#### [WORK INSTRUCTION]
Copy out the entries exactly. Print them in full.
START GIVEN DATA
PR #5978, opened 2025-12-16
Make all WASIX interop enums non_exhaustive to prevent UB in case of …

Arshia001:
…bad input from guest modules

# Description

### DIFF
--- a/.github/workflows/test.yaml
+++ b/.github/workflows/test.yaml
@@ -176,6 +176,8 @@ jobs:
 
       - name: Install wasixcc
         uses: wasix-org/wasixcc@main
+        with:
+          github_token: ${{ secrets.GITHUB_TOKEN }}
 
       - name: Tool versions
         run: |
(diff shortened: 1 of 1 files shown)


lib/wasix/src/net/socket.rs
```diff
@@ -114,37 +114,40 @@ pub enum WasiSocketOption {
...
 
-impl From<Sockoption> for WasiSocketOption {
-    fn from(opt: Sockoption) -> Self {
+impl TryFrom<Sockoption> for WasiSocketOption {
+    type Error = Errno;
+
+    fn try_from(opt: Sockoption) -> Result<Self, Self::Error> {
         use WasiSocketOption::*;
         match opt {
-            Sockoption::Noop => Noop,
```
marxin, line 121: If you want, you don't have to use `Ok` on the RHS of `=>` statements, you can do:
```rust
Ok(match opt {...,  _ => return Err(Errno::Inval) })
```

Arshia001: Good point! The F# programmer in me likes expressions more than return statements I guess.

marxin: Sure!

PR #5979, opened 2025-12-16
Prevent failure due to rate limits when installing `wasixcc`

zebreus:
This PR attempts to fix random failures during `wasixcc` installation in the CI pipelines. The wasixcc install action makes about 10 calls to GitHub to determine the latest versions of `wasixcc` and its dependencies, and to download them from the GitHub release. The installation sometimes failed due to rate limits. By passing the `GITHUB_TOKEN` to that action, we can increase the rate limit and get fewer failures.

### DIFF
--- a/.github/workflows/test.yaml
+++ b/.github/workflows/test.yaml
@@ -176,6 +176,8 @@ jobs:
END GIVEN DATA
#### [WRITTEN RESPONSE]
PR #5978, opened 2025-12-16
Make all WASIX interop enums non_exhaustive to prevent UB in case of …

Arshia001:
…bad input from guest modules

# Description

### DIFF
--- a/.github/workflows/test.yaml
+++ b/.github/workflows/test.yaml
@@ -176,6 +176,8 @@ jobs:
 
       - name: Install wasixcc
         uses: wasix-org/wasixcc@main
+        with:
+          github_token: ${{ secrets.GITHUB_TOKEN }}
 
       - name: Tool versions
         run: |
(diff shortened: 1 of 1 files shown)


lib/wasix/src/net/socket.rs
```diff
@@ -114,37 +114,40 @@ pub enum WasiSocketOption {
...
 
-impl From<Sockoption> for WasiSocketOption {
-    fn from(opt: Sockoption) -> Self {
+impl TryFrom<Sockoption> for WasiSocketOption {
+    type Error = Errno;
+
+    fn try_from(opt: Sockoption) -> Result<Self, Self::Error> {
         use WasiSocketOption::*;
         match opt {
-            Sockoption::Noop => Noop,
```
marxin, line 121: If you want, you don't have to use `Ok` on the RHS of `=>` statements, you can do:
```rust
Ok(match opt {...,  _ => return Err(Errno::Inval) })
```

Arshia001: Good point! The F# programmer in me likes expressions more than return statements I guess.

marxin: Sure!

PR #5979, opened 2025-12-16
Prevent failure due to rate limits when installing `wasixcc`

zebreus:
This PR attempts to fix random failures during `wasixcc` installation in the CI pipelines. The wasixcc install action makes about 10 calls to GitHub to determine the latest versions of `wasixcc` and its dependencies, and to download them from the GitHub release. The installation sometimes failed due to rate limits. By passing the `GITHUB_TOKEN` to that action, we can increase the rate limit and get fewer failures.

### DIFF
--- a/.github/workflows/test.yaml
+++ b/.github/workflows/test.yaml
@@ -176,6 +176,8 @@ jobs:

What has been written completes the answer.